### LISTED ENTRIES
▬▬▬
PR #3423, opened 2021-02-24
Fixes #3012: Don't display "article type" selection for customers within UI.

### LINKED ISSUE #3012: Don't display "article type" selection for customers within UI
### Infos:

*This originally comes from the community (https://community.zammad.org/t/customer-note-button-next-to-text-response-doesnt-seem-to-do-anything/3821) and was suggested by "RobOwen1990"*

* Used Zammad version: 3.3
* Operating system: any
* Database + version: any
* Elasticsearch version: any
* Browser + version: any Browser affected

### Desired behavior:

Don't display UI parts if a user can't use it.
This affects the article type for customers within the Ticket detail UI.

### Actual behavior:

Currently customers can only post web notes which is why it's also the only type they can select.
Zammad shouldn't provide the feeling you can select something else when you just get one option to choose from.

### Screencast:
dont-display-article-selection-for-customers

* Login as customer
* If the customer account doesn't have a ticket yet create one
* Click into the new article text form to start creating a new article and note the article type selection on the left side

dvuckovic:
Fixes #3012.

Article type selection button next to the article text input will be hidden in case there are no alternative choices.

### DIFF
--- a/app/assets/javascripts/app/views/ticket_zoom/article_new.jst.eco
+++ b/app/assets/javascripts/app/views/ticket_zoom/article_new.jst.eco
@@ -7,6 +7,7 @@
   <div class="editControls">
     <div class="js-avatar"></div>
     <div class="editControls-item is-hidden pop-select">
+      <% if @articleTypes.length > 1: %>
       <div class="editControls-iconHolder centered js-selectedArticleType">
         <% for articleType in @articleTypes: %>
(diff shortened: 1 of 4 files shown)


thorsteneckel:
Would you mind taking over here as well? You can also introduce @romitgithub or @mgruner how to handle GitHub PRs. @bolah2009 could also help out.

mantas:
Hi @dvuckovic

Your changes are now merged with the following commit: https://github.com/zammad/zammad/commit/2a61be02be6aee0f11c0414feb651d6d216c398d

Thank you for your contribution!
▬▬▬
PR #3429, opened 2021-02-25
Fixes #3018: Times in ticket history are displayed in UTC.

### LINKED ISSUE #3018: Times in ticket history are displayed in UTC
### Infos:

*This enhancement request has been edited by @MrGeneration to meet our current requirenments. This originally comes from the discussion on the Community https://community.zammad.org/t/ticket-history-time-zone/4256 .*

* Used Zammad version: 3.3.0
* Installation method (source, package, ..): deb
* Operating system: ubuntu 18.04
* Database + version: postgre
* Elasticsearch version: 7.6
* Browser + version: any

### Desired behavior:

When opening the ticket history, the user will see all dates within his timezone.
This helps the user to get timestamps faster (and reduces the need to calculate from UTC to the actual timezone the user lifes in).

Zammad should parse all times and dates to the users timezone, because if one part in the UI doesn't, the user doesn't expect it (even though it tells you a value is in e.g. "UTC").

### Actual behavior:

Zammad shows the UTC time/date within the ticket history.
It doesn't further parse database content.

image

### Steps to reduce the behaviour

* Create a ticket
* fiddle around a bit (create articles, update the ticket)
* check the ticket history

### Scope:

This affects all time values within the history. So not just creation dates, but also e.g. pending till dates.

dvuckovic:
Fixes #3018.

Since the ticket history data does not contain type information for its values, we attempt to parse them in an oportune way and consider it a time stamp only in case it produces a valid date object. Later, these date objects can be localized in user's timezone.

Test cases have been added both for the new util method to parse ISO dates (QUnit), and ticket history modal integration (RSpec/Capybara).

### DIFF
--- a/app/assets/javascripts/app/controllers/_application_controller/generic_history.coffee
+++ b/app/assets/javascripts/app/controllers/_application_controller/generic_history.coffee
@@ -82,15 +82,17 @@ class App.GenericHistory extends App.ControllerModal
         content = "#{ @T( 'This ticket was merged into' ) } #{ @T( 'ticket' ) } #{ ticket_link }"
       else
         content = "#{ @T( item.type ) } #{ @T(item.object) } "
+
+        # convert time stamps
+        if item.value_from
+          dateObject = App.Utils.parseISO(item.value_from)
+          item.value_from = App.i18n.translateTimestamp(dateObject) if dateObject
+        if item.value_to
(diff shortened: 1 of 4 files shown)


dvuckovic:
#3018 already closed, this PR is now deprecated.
▬▬▬
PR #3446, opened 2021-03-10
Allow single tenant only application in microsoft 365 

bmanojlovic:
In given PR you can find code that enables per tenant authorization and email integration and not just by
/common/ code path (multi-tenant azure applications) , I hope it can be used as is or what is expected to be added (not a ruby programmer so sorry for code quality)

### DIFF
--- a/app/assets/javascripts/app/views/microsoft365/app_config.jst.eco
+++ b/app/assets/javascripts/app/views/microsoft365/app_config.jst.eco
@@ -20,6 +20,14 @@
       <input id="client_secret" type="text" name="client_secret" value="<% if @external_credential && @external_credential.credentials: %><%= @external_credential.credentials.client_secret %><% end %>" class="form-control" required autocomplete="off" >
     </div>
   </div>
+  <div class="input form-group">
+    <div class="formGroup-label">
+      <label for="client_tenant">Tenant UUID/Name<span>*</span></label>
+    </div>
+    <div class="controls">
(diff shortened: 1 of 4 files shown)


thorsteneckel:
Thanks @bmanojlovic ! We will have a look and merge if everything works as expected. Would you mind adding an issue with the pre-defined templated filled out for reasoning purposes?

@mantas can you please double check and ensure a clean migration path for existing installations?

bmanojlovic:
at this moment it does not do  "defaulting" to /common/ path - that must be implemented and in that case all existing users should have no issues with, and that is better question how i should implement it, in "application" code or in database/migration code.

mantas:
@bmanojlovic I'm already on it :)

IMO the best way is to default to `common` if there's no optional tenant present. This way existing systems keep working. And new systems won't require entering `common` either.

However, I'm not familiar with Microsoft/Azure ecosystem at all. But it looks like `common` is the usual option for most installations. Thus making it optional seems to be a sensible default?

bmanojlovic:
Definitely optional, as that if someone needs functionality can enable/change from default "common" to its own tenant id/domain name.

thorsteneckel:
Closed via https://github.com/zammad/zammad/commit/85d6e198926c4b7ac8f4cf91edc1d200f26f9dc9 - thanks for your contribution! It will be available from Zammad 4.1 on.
▬▬▬
### WHAT IS EXPECTED
Go through the entries and copy every line that has "Fixes".

### RESPONSE BELOW
Fixes #3012: Don't display "article type" selection for customers within UI.
Fixes #3012.
Fixes #3018: Times in ticket history are displayed in UTC.
Fixes #3018.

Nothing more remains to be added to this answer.